Date of Award
Master of Arts
Teaching English to Speakers of Other Languages
Second language (L2) learning has begun recognizing that intelligibility, comprehensibility, and accentedness influence how nonnative speakers of English are perceived by others. As such, pronunciation instruction is becoming more common in L2 curriculum around the world. Corrective Feedback (CF) is commonly given in the pronunciation classroom to draw attention to and correct learners’ errors. Research has tried to understand what forms of CF are most effective for language learning, how CF affects pronunciation, and what learners believe about CF. What is lesser known is if the frequency or rate of CF affects learner’s uptake and pronunciation error repair. Participants in this study were nonnative English speakers who were placed in the high frequency feedback group (HFFG) or the low frequency feedback group (LFFG).

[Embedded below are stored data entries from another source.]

PR #133, opened 2016-02-26
Update README

jennyd:
- Update references to Preview environment
- Fix rendering of a code block

I think that everything else in the README is still accurate.


brenetic:
:+1:

PR #134, opened 2016-03-07
2 new slugs added and amendments to 2 other slugs

markmcleod:
HMRC have requested we add 2 new slugs to this list of agreed ones. They have also requested a change to 2 other slugs. Checked with GDS content team.


davidbasalla:
Looks good, merging...

PR #135, opened 2016-03-22
Changes to list of HMRC manual slugs

markmcleod:
For https://trello.com/c/pCJdcZXl/349-review-changes-to-hmrc-manual-slugs


config/initializers/known_manual_slugs.rb
```diff
@@ -96,7 +96,7 @@
   lloyds-manual
   machine-games-duty-manual
   mlr1-penalties-guidance
```
h-lame: Based on the change below it seems odd that they don't want to change this from `mlr1` to `money-laundering` - should we ask them?

h-lame: For closure: they do want to make this rename, but this manual is already published so we need to do something more than this to handle it.  Other PRs will address that.

PR #137, opened 2016-04-07
Update README following styleguide

davidbasalla:
We move the current README contents to a file in the 'docs' folder and create a new README that is more consistent with our [style guide](https://github.com/alphagov/styleguides/blob/master/use-of-READMEs.md). We moved the original detailed README content to the '/docs' folder and link to appropriate header tags from the new README.

We want to keep serving the original content under the '/readme' route of the app for users of the app, so we update the 'readme' controller method to return the content from the new file location.

For https://trello.com/c/0X2x4mr3/357-review-and-update-readme-files-for-4-of-our-applications-3

### DIFF
--- a/app/controllers/root_controller.rb
+++ b/app/controllers/root_controller.rb
@@ -8,16 +8,16 @@ class RootController < ActionController::API
     render :index
   end
 
-  def readme
-    content = load_readme
+  def documentation
+    content = load_documentation
     content = rewrite_public_links(content)
-    render :readme, locals: { content: content }, layout: true
+    render :documentation, locals: { content: content }, layout: true
   end
 
 private
 
-  def load_readme
-    file_contents = File.open(Rails.root + "README.md", 'r').read
+  def load_documentation
+    file_contents = File.open(Rails.root + "docs/extended_documentation.md", 'r').read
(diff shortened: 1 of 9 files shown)


app/controllers/root_controller.rb
```diff
@@ -17,7 +17,7 @@ def readme
 private
 
   def load_readme
```
jennyd: Could we rename the methods here, the route and the [link on the front page](https://github.com/alphagov/hmrc-manuals-api/blob/28940bad525d5c0e26c9bf7fc00230fec4590461/app/views/root/index.html.erb#L4) to `documentation` instead of `readme` for consistency? We should redirect `/readme` to `/documentation` in case anyone has bookmarked that URL too.

davidbasalla: I've updated the PR with another commit to handle the redirect.

davidbasalla:
I've added a LICENCE file which was missing previously. I copied it from https://github.com/alphagov/contacts-admin/blob/update-readme/LICENCE

emmabeynon:
I've proof-read this and it looks fine

sihugh:
:+1:

PR #139, opened 2016-04-21
Amended 2 slugs and added 7 new slugs

markmcleod:
Amended 2 slugs for unpublished manuals.

Added 7 new slugs for unpublished manuals.


davidbasalla:
Looks good to me, there are no previous entries for the amended slugs, so will merge 👍

PR #140, opened 2016-04-25
Update link paths in docs for JSON schemas

davidbasalla:
The paths were not updated when the extended documentation was moved to the docs folder in https://github.com/alphagov/hmrc-manuals-api/commit/a439160d10cab98197da9a25adf1449e9a66048c, and therefore would 404.


brenetic:
👍

PR #142, opened 2016-04-26
Add new production assets hostname

alexmuller:
We're going to be moving assets to this hostname at some point.

I've left the old one in because there's no reason to remove it now.


jennyd:
Could you add this domain to the [docs about images](https://github.com/alphagov/hmrc-manuals-api/blob/0a544d4691be16bee897c7bfab57c88f260df106/docs/extended_documentation.md#images) too?

alexmuller:
Have done, thanks! How does that sound?

jennyd:
👍

PR #144, opened 2016-05-19
Remove and redirect sections

davidbasalla:
We need to remove a parent section and some of its subsections, and redirect to a new parent section.
We add 2 rake tasks, one for posting 'gone' items for sections and one for posting 'redirect' items. 
When we run this in production, we intend to first run the 'remove-sections' rake task to remove the required subsections. After that we run the 'redirect-section' rake task to redirect from the old parent section to the new parent section.

In the last commit, we add the shoulda-matchers gem to shorten our validation tests. In order for the matchers to work, we need to make the instance variables available with the `attr_accessor` call. See commit notes for details.

For https://trello.com/c/HdwQ2pIw/354-unpublish-and-redirect-a-section-of-a-hmrc-manual

Paired with @sihugh and @klssmith


h-lame:
I'm a little bit down on the `ActiveModel::Model` thing.  The reduction in the spec verbosity is nice, but I'm not convinced by the increase in API that we grant the `PublishingAPIRedirectedSection` in order to achieve it (`ActiveModel::Model` brings a lot more than validations and hash-based initializers).  Does `shoulda-matchers` only work with `ActiveModel::Model` instances or can we get the same benefit with a smaller change (e.g. writing our own hash-based initializer?).

Either way it would be nice to go fully commit to the approach and apply whatever changes we make to `PublishingAPIRedirectedSection` to the other similar objects and their specs too.

davidbasalla:
@h-lame thanks! I haven't had any luck with a hash-based initializer yet, but will give it another try.
Agreed, if we can find a solution, we'll roll it out to the other models as well.

davidbasalla:
@h-lame We've updated the PR. Turns out I completely overreacted with including ActiveModel::Model. In the end, we only had to change `attr_reader` to `attr_accessor` for the instance variables that we validate and set the subject in rspec to have sensible defaults.

h-lame:
@davidbasalla: Oh, that's much neater 🍰

app/models/publishing_api_redirected_section.rb
```diff
@@ -0,0 +1,63 @@
...
+      ],
+    }
+  end
+
+  def content_id
+    base_path_uuid
+  end
+
+  def redirect_to_location
+    File.join(PublishingAPIManual::BASE_PATH_SEGMENT, destination_manual_slug, destination_section_slug)
```
davidbasalla: I think this could be `PublishingAPISection.base_path(destination_manual_slug, destination_section_slug)`...

h-lame: Looks like it, yeah.

h-lame:
Looks good!

benilovj:
Not to put a spanner in the works, but I think that we should be using the newly created [unpublishing endpoint of the Publishing API](https://github.com/alphagov/publishing-api/blob/master/doc/publishing-api-syntactic-usage.md#post-v2contentcontent_idunpublish) for this. It does a fair amount of work for you, and better long-term for the stack, in my opinion.

/cc @elliotcm

h-lame:
@benilovj - oh! didn't even know that existed.  In the interest of getting this PR done so we respond to the support ticket, would you be ok if we merged this as-is and raised a ticket / PR to convert the system over in total to the new API at a later date?  There's a bunch of things that do "gone" vs. "redirect" publishings in here, so reworking to use the new API could be a lot of work.

benilovj:
@h-lame that makes sense, but it's best not to leave that work for too long, lest it be forgotten...

h-lame:
@benilovj - we've written it up in our trello as https://trello.com/c/v994rYfL/262-update-hmrc-manuals-api-to-use-unpublishing-endpoint-from-publishing-api - feel free to review and let us know if we should make changes.

benilovj:
@h-lame thanks

PR #147, opened 2016-06-07
Add a rake task to add the HMRC organisation to a subset of manual sections

mobaig:
3124 HMRC manual sections have been identified by the Finding Things
migration checker as missing their organisation link. This is a simple,
temporary rake task to patch HMRC into the links of these sections.


tijmenb:
Note that these 3124 are manual sections that have been not been republished after this application started sending organisations properly to the publishing-api (https://github.com/alphagov/hmrc-manuals-api/pull/129). Normally, we would have triggered a mass-republish after such a change, but because HMRC is in charge of this data we can't do that. A data migration to reconcile the data is therefore the only solution.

After an initial demographic and language beliefs survey, participants experienced a one-on-one pronunciation session with a pronunciation researcher. In the pronunciation session, participants received either high frequency feedback (100% of errors corrected) or low frequency feedback (50% of errors corrected defined as every other error corrected). An immediate follow up survey asked learners about their frequency preference for feedback and their emotional reactions to the feedback. After a nonparametric statistical analysis, results indicated that there were no statistically significant differences between the uptake rates of the HFFG and LFFG. Marginal significance was found in the repair rates between the HFFG and LFFG with the LFFG performing marginally better, but not to a statistically significant level. Frequency of CF may affect learners’ error repair rates. The immediate follow up survey indicated that most participants were inaccurate in their perception of the frequency of CF they received during the lesson. Only two participants changed their preference for frequency of CF after the lesson. These two wanted more feedback and no learner wanted less feedback. Finally, the same survey indicated that learners felt mostly positive emotions when receiving feedback, while only two experienced nervousness/anxiousness. Conclusions are that feedback frequency does not seem to affect learner uptake, but that frequency may affect pronunciation error repair.